If Jesus didn’t teach the Nicene doctrine of the Trinity; if the New Testament writers didn’t have any conception of it; if the Apostolic Fathers didn’t know about it or even appreciate the problems associated with it; and if the formula itself wasn’t even developed until the fourth century and, even then, those who signed it didn’t understand it in completely orthodox terms; then one cannot maintain that the Nicene doctrine, as interpreted by modern Trinitarians, is essential to true Christianity, unless of course one wants to say that there weren’t any true Christians before the fourth century-including Jesus, his disciples, and the New Testament Church. (p. 78)
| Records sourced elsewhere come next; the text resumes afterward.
Issue #1358, opened 2024-12-18
Goroutines left behind after writing message even after closing writer


fjagugar:
**Describe the bug**

While debugging a high CPU consumption in my project, I noticed that each time an event is sent to Kafka, the number of goroutines running in my project was increasing.

The code sending the event is:

```
func (k *Client) Push(ctx context.Context, topicName string, message *kafka.Message) error {
	writer := &kafka.Writer{
		Addr:  kafka.TCP(k.brokers...),
		Topic: topicName,
		Balancer: &kafka.Murmur2Balancer{},
		Transport: &kafka.Transport{
			TLS: k.dialer.TLS,
		},
	}

	defer func() {
		err := writer.Close()
		if err != nil {
			logger.Warnf("Error closing writer for topic %s: %v", topicName, err)
		}
	}()
	return writer.WriteMessages(ctx, *message)
}
```

After running that, I see in Intellij debug console that the number of goroutines increases:

![image](https://github.com/user-attachments/assets/d4898a5b-eac8-49aa-a9e3-c2cc0b6ad6a0)

The more events are sent, the more goroutines keep running.

Checking the code in the transport file I see that a pool of connections is initialized with a `refc: 2` [here](https://github.com/segmentio/kafka-go/blob/main/transport.go#L240). When calling to the `ref()` function, it is increasing that value [here](https://github.com/segmentio/kafka-go/blob/main/transport.go#L322). When calling the `unref()` function, it [decreases the value](https://github.com/segmentio/kafka-go/blob/main/transport.go#L326) and if it's 0 it properly [closes the context of that goroutine](https://github.com/segmentio/kafka-go/blob/main/transport.go#L335). The `unref()` function is properly called when [closing the transport connections](https://github.com/segmentio/kafka-go/blob/main/transport.go#L140).

Adding breakpoints I see that, when writing an event, a pool is created, the code calls to `unref()`, `ref()`, `unref()`, `ref()`, `unref()`, leaving the value of refc as `1` but never properly canceling the context and leaving the discover goroutine running forever. On each write operation, there's a new pool created and a new discover goroutine  left behind running.

I suspect that `refc` attribute is being used for tracking if the pool is being used or not. I don't fully understand why the code is using a `uintptr` for this instead of a `int` or any other type nor why it is being initialized with `2`.

**Kafka Version**

[...]

PR #1447, opened 2026-08-11
Document Transport lifecycle ownership on Client, Writer, and Transport

om7057:
## Summary

Fixes the documentation gap behind #1358 ("Goroutines left behind after writing message even after closing writer").

The leak reported in #1358 isn't a bug in the connection pool's ref-counting (`transport.go`'s `refc`/`ref`/`unref`), that logic is correct. The actual cause is that `Writer.Close()` only calls `CloseIdleConnections()` on a `Transport` it created *internally*, via the deprecated `NewWriter(WriterConfig)` constructor. A `Writer{Transport: &kafka.Transport{...}}` built via struct literal (the common, non-deprecated way, and the way the bug report's repro does it) never gets its `Transport` cleaned up by `Close()`, so the background `discover()` goroutine that `Transport` starts runs forever unless the caller calls `CloseIdleConnections()` themselves.

This turns out to be intentional design, confirmed by @achille-roussel in #599 (2020): `Transport` follows the same ownership model as `net/http.Transport`, long-lived, meant to be shared and reused across many `Writer`/`Client`/`Reader` values, with the caller responsible for closing it. The README already documents the correct "shared transport" pattern (in the SASL section), but:
- none of the godoc comments on `Transport`, `Writer.Transport`, `Client.Transport`, or `CloseIdleConnections` state this contract, and
- the README's plain "Direct Writer creation" example (right above the SASL section) creates a fresh `&kafka.Transport{}` inline with no warning, modeling the exact anti-pattern from the bug report.

## What this PR does

- Adds doc comments to `Transport`, `Transport.CloseIdleConnections`, `Client.Transport`, `Writer.Transport`, and `Writer.Close` making the ownership/lifecycle contract explicit (mirrors `net/http`; caller must call `CloseIdleConnections` or reuse a shared `Transport`).
- Fixes the README's "Direct Writer creation" example to construct and share a `Transport` the same way the SASL examples already do, instead of silently modeling the leak.

## What this PR intentionally does not do

- No behavioral/code change to `Transport`, `Writer`, or `Client`. An automatic-cleanup change would require guessing at `Transport` ownership, which the existing design (per #599) deliberately avoids since `Transport` values are meant to be shared across multiple owners. I scoped that out rather than attempt a heuristic that could silently break shared-Transport usage.

Updates #1358 (documentation-only; does not change runtime behavior).

## Test plan

- [x] `go build ./...`
- [x] `go vet ./...`
- [x] `gofmt -l` on changed `.go` files (clean)
- [x] Ran the full test suite locally against a live broker via `docker-compose up` (`KAFKA_VERSION=3.7.0 go test -cover ./...`); pre-existing failures (`TestConn`, `TestReaderConsumerGroup/verify_offset_committed`) are unrelated flakes from single-node broker auto-topic-creation races, present before this change.
- [x] Ran `TestWriter`/`TestClient`/`TestTransport` explicitly against a live broker after the change - all pass.

### DIFF
--- a/README.md
+++ b/README.md
@@ -570,13 +570,21 @@ r := kafka.NewReader(kafka.ReaderConfig{
 Direct Writer creation
 
 ```go
+// Transports are responsible for managing connection pools and other
+// resources, so it's generally best to create a single Transport and share
+// it across the Writer (and Client) values in your application, rather than
+// creating one per Writer. A Transport that is never shared and never
+// closed (via its CloseIdleConnections method) will leak the goroutine it
+// starts to discover the cluster layout.
+sharedTransport := &kafka.Transport{
+    TLS: &tls.Config{},
+}
+
 w := kafka.Writer{
     Addr: kafka.TCP("localhost:9092", "localhost:9093", "localhost:9094"), 
     Topic:   "topic-A",
     Balancer: &kafka.Hash{},
-    Transport: &kafka.Transport{
-        TLS: &tls.Config{},
-      },
+    Transport: sharedTransport,
     }
 ```
 
--- a/client.go
+++ b/client.go
@@ -41,6 +41,12 @@ type Client struct {
 	// A transport used to communicate with the kafka brokers.
 	//
 	// If nil, DefaultTransport is used.
+	//
+	// The Client never closes the Transport; the caller retains ownership of
+	// it and is responsible for calling its CloseIdleConnections method once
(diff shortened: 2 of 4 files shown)


om7057:
@petedannemann tagging you here since this PR addresses the root cause related to Transport/Writer lifecycle discussions. Would appreciate a look when you have a chance.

Science has long cherished the principle of parsimony. The explanation that describes any phenomenon most simply is favored. When two theories of different complexity explain experience equally well, the simpler theory is considered more credible.

I believe that the LDS view of God is substantially more parsimonious than the creeds of historical Christianity. I also believe that they are much more consistent with the Bible. And then they are attested by modern revelation.

Looks to me like a cloud of witnesses.


References

Barker, J. L. (1984). Apostasy from the divine Church. Salt Lake City, UT: Bookcraft.

Ehrman, B. D. (2005). Misquoting Jesus. New York: HarperSanFrancisco.

Hill, J. (2003). The history of Christian thought. Downers Grove, IL: IVP Academic.

Kelly, J. N. D. (1958). Early Christian doctrines. New York: Harper & Brothers.

The Encyclopedia of Religion (1987). Volume 15, MacMillan Publishing Company.

I heartily recommend that anyone interested in LDS theology read Stephen Robinson’s Are Mormons Christians? Chapter 7 on the trinity and the nature of God is especially pertinent to this article.